A spouse or partner is the person legally married to or living in a committed relationship with the insured plan member or policyholder. In insurance terms, a spouse includes both legally married and common-law partners who meet the eligibility requirements defined by the insurer. Common-law partners are generally recognized after living together continuously for a specific period, often 12 months or longer, in a relationship similar to marriage.

Coverage / Benefit

Coverage, sometimes referred to as a benefit, is the range of health or dental services, supplies, or treatments that your insurance plan agrees to pay for under its terms and conditions. Each benefit represents a category of care, such as prescription drugs, dental services, vision care, or paramedical treatments.

Dental Fee Guide

A dental fee guide is a provincially issued schedule that lists the standard or recommended prices for dental procedures. Each province and territory in Canada publishes its own guide annually, outlining suggested fees for everything from cleanings and fillings to crowns and dentures.

Group Insurance

Group insurance is a type of coverage that provides benefits to a defined group of people, typically employees of a company or members of an organization, under a single master policy. Instead of each person purchasing an individual policy, the group is insured collectively, which allows members to access broader coverage at lower rates.

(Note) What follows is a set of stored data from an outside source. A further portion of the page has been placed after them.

PR #492, opened 2026-05-20
GPU accelerated solvers

ErikQQY:
Some TODOs:

- [ ] Finalize the utimate APIs
- [ ] Support for other FIRK solvers
- [ ] Fix NonlinearSolve compatiability
- [ ] Fix SparseMatrixColorings compatiability
- [ ] Fix LinearSolve compatiability


ErikQQY:
After today's disscusion, instead of making GPU support as extensions, we might just make the whole collocation as a KernelAbstractions.jl kernel, and infer the detailed platform from input or explicitly specified.

PR #523, opened 2026-07-03
Move heavy AD backends (Enzyme/Mooncake) into a group env for FIRK and MIRK

ChrisRackauckas-Claude:
> **Ignore until reviewed by @ChrisRackauckas.** Draft — not ready for merge.

## What

Moves the heavy optional AD backends **Enzyme** and **Mooncake** out of the old-style `[extras]`/`[targets].test` of the `BoundaryValueDiffEqFIRK` and `BoundaryValueDiffEqMIRK` sublibraries and into a dedicated **AD test group** with its own `test/AD/Project.toml`, following the validated recipe from the Integrals.jl (#339) / DataInterpolations.jl (#552) pilots.

## Why

In both sublibraries, Enzyme and Mooncake are listed in `[extras]`+`[targets].test` but **not** in `[weakdeps]` (they are pure test deps, not extension triggers). The sublibrary Downgrade lane (`DowngradeSublibraries.yml` runs each lib's `Core` group at floor via `sublibrary-downgrade.yml@v1`) merges the old-style test extras into `[deps]` as **hard** deps and force-min-resolves the whole graph jointly. Because Enzyme+Mooncake are extra-only, they land in that base joint at-floor resolve — exactly the joint-floor scenario this migration eliminates.

Only the different-AD-backend compatibility tests use these backends:
- FIRK: `test/expanded/ad_tests.jl` (was in the EXPANDED group)
- MIRK: `test/Core/ad_tests.jl` (was in the Core group — so the Downgrade `Core` lane directly resolved them)

## Changes (Project.toml + test wiring only)

**FIRK**
- `git mv test/expanded/ad_tests.jl -> test/AD/ad_tests.jl`
- New `test/AD/Project.toml`: `BoundaryValueDiffEqFIRK` (+ `BoundaryValueDiffEqCore` sibling) via `[sources]`, `Enzyme`, `Mooncake`, `ForwardDiff`, `Test`, `SafeTestsets`, `SciMLTesting`; `[compat]` copies the lib's floors.
- `runtests.jl`: remove `ad_tests` from the EXPANDED body; add an `"AD"` group with `env = joinpath(@__DIR__, "AD")`; add `"AD"` to `all`.
- `test_groups.toml`: declare `[AD]` (matches EXPANDED/NESTED matrix).
- Root `Project.toml`: drop `Enzyme`/`Mooncake` from `[extras]`+`[targets].test` and their `[compat]` (extra-only, not weakdeps).

**MIRK**: same shape (`test/Core/ad_tests.jl -> test/AD/ad_tests.jl`, add `"AD"` group + `test_groups.toml` entry, trim `Project.toml`). `OptimizationIpopt` (a genuine Core test dep) is intentionally kept.

The root package and the other four sublibraries (Ascher, Core, MIRKN, Shooting) have **no** heavy AD backends in their own extras — not applicable, left untouched.

## Validation (local, Julia 1.12)

Downgrade base resolve (jdc-52 harness) for each migrated lib:
- **FIRK BEFORE**: base merged manifest installs full `Mooncake 0.5.15` (+ Enzyme). **AFTER**: only lightweight `EnzymeCore 0.8.21` remains transitively; full Enzyme/Mooncake gone; root `Successfully resolved`.
- **MIRK BEFORE**: base manifest installs full `Enzyme 0.13.100` + `Mooncake 0.5.15`. **AFTER**: only `EnzymeCore 0.8.21` remains; full Enzyme/Mooncake gone.

AD group env instantiates cleanly (develops the sublibrary by path): Enzyme 0.13.173, Mooncake 0.5.36, ForwardDiff 1.4.1, with all AD extensions precompiling. The main/Core test env provably no longer contains Enzyme or Mooncake.


ChrisRackauckas-Claude:
Note on local validation: running the full \`GROUP=Core\` suite for BoundaryValueDiffEqMIRK on Julia 1.12.6 shows **2 failures** — both in the \`OptimizationIpopt\` path of \`test/Core/mirk_basic_tests.jl\`:

- `BVP with inequality constraints`
- `StandardBVProblem optimize path without user lcons/ucons`

These are **pre-existing and unrelated to this PR**. Reproduced byte-identical on a clean checkout of unmodified `master` (commit 49a1718), running just those two `@test_nowarn` solves against the same resolved versions (OptimizationIpopt 1.2.2, OptimizationBase 5.1.4, Ipopt 1.15.0). The Ipopt solve itself succeeds (`EXIT: Optimal Solution Found.`); the `@test_nowarn` fails only because `IpoptOptimizer` now emits an `@info` log that `contains_warn` counts as a warning:

```
Info: Verbosity toggle: unsupported_kwargs
  common abstol is currently not used by IpoptOptimizer(...)
```

This PR does not touch these testsets or their dependencies (it only moves the Enzyme/Mooncake AD tests into a separate group env). The AD group and the rest of the Core suite (198 assertions) pass. Filing a separate note on the OptimizationIpopt verbosity warning.

PR #538, opened 2026-07-10
Document public API coverage

ChrisRackauckas-Claude:
This PR should be ignored until reviewed by @ChrisRackauckas.

## Summary
- add source-site docstrings for public/exported BoundaryValueDiffEqCore API gaps
- add rendered docs entries for exported/public bindings, including core internal interfaces
- add QA coverage that checks exported, native public, and SciMLPublic @public names for source docstrings and docs @docs entries

## Validation
- `Runic.jl --check` on touched Julia files: passed
- `julia --project=test/qa -e "include(\"test/qa/public_api_docs.jl\")"`: passed, 156/156 assertions
- `julia --project=test/qa test/qa/qa.jl`: passed, 17/17 QA checks after the coverage test
- `julia --project=docs docs/make.jl`: attempted locally; fails in pre-existing `docs/src/tutorials/extremum.md` example with `MethodError: no method matching Float64(::ForwardDiff.Dual{...})`
- clean `origin/master` worktree reproduces the same `extremum.md` example failure, so the docs build failure is not introduced by this PR


ChrisRackauckas-Claude:
Validation note after rebasing onto current `origin/master`: `julia --project=docs docs/make.jl` still fails in the pre-existing `docs/src/tutorials/extremum.md` example block with `MethodError: no method matching Float64(::ForwardDiff.Dual{...})`. I reproduced the narrowed example on clean current `origin/master` (`fa36d42a`) and filed it separately as #539.

PR #547, opened 2026-07-10
Avoid FIRK AD residual collection allocation

ChrisRackauckas-Claude:
## What changed

The FIRK `NoDiffCacheNeeded` collocation loss now passes a view of `residual[2:end]` to `Φ!` and flattens that view with a local `__firk_flatten_residuals!` loop, avoiding the GC-sensitive temporary vector at the site where Enzyme forward-mode AD crashed.

The sibling `StandardBVProblem` `NoDiffCacheNeeded` `__firk_loss!` had the identical `[r for r in residual]` collection; it now uses `residual` directly (`Φ!` on `residual[2:end]`, `eval_bc_residual!` on `residual[1]`, `recursive_flatten!` on `residual`), matching the TwoPointBVProblem `NoDiffCacheNeeded` path which already did this.

This is the focused AD portion of https://github.com/SciML/BoundaryValueDiffEq.jl/pull/552, rebased onto current `master` (`8e524b58`).

## Correctness notes

- `Φ!` only mutates the inner residual arrays in place (`f!(residual[i], ...)`, broadcast `.=`), never assigns to the outer container, so a view of the container is semantically identical to the old copy.
- `recursive_flatten!` in BoundaryValueDiffEqCore is restricted to `x::Vector{<:AbstractArray}` and cannot accept the `SubArray` view; the local helper is the same loop with the container argument unconstrained. (Widening the Core signature would work too but requires a Core release before FIRK could use it.)
- `residual` is `Vector{<:AbstractArray}` by construction, so `recursive_flatten!(resid, residual)` in `__firk_loss!` dispatches exactly as the old copied `resids` did.

## Status of the original crash

The motivating clean-master signal-11 was an Enzyme 0.13.182 regression, fixed upstream in 0.13.183 (audit comment below). This PR remains worthwhile as allocation hardening at the exact frame from the crash report — it removes one temporary-vector allocation per loss/jacobian evaluation in both `NoDiffCacheNeeded` paths.

## Validated locally

Julia 1.12.4, resolver-chosen Enzyme 0.13.203 + Mooncake 0.5.57, on the rebased commit:

```text
BOUNDARYVALUEDIFFEQ_TEST_GROUP=AD  FIRK Expanded AD Tests | 9 pass | 9 total | 23m39.6s
BOUNDARYVALUEDIFFEQ_TEST_GROUP=QA  Quality Assurance      | 86 pass | 86 total | 1m36.8s
```

Runic-formatted output is byte-identical to the committed file; `typos` and `git diff --check` clean. Docs build skipped: no docstring or public API change. GPU paths not exercised.

## Follow-up noted (out of scope here)

`lib/BoundaryValueDiffEqMIRK/src/mirk.jl` `__mirk_loss_collocation!` (`NoDiffCacheNeeded`, ~line 601) has the identical `[r for r in residual[2:end]]` pattern on its AD path. Same hardening applies but is kept out of this PR to stay FIRK-scoped.

🤖 Generated with Devin CLI 3000.10.21 (model: swe-2-max; session: local Devin CLI session `polydactyl-gold`, no shareable URL — transcript in `~/.local/share/devin/cli/sessions.db`)

### DIFF
--- a/lib/BoundaryValueDiffEqFIRK/src/firk.jl
+++ b/lib/BoundaryValueDiffEqFIRK/src/firk.jl
@@ -1522,10 +1522,19 @@ end
         resid, u, p, y, mesh, residual, cache, trait::NoDiffCacheNeeded, constraint
     )
     y_ = recursive_unflatten!(y, u)
-    resids = [r for r in residual[2:end]]
+    resids = view(residual, 2:lastindex(residual))
     Φ!(resids, cache, y_, u, trait, constraint)
-    recursive_flatten!(resid, resids)
+    __firk_flatten_residuals!(resid, resids)
     return nothing
+end
+
+@views function __firk_flatten_residuals!(y::AbstractVector, x)
+    i = 0
+    for xᵢ in x
+        copyto!(y[(i + 1):(i + length(xᵢ))], xᵢ)
+        i += length(xᵢ)
+    end
+    return y
 end
 
 @views function __firk_loss_collocation(u, p, y, mesh, residual, cache, trait)


ChrisRackauckas-Claude:
Independent clean-master audit (Julia 1.12.6):

- I ran the native FIRK AD group on `4dfc3ef2872deace50764f53e8727cfbe7623d99` with a fresh local depot and the current resolver. It selected Enzyme 0.13.183 and completed with `FIRK Expanded AD Tests | 9 pass | 9 total | 18m05.5s`; `Pkg.test()` reported `BoundaryValueDiffEqFIRK tests passed`.
- I then pinned the same clean source and Julia to Enzyme 0.13.182 and directly included the unchanged `test/AD/ad_tests.jl`. It reproduced signal 11 at `ad_tests.jl:4` and glibc reported `corrupted double-linked list`. The damaged process did not exit after printing the crash and was terminated after the evidence was captured.
- Hosted history isolates the dependency boundary on the same Julia 1.12.6/source path: [Enzyme 0.13.181 passed 9/9](https://github.com/SciML/BoundaryValueDiffEq.jl/actions/runs/29171577095/job/86594066385), while [0.13.182 failed with signal 11](https://github.com/SciML/BoundaryValueDiffEq.jl/actions/runs/29188568272/job/86639109094). No FIRK source changed across that boundary.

The employer or organization acts as the contract holder, while individual participants receive a certificate of insurance outlining their specific benefits.

Guaranteed Issue (GI) / Conversion

Guaranteed Issue (GI) or Conversion refers to an insurance option that allows individuals leaving a group benefits plan to obtain personal coverage without completing medical questionnaires or providing evidence of insurability. This feature guarantees approval as long as the individual applies within a specific time frame, usually 60 to 90 days after group coverage ends. It ensures continuity of protection and prevents gaps in coverage during employment changes, retirement, or loss of eligibility under a group plan.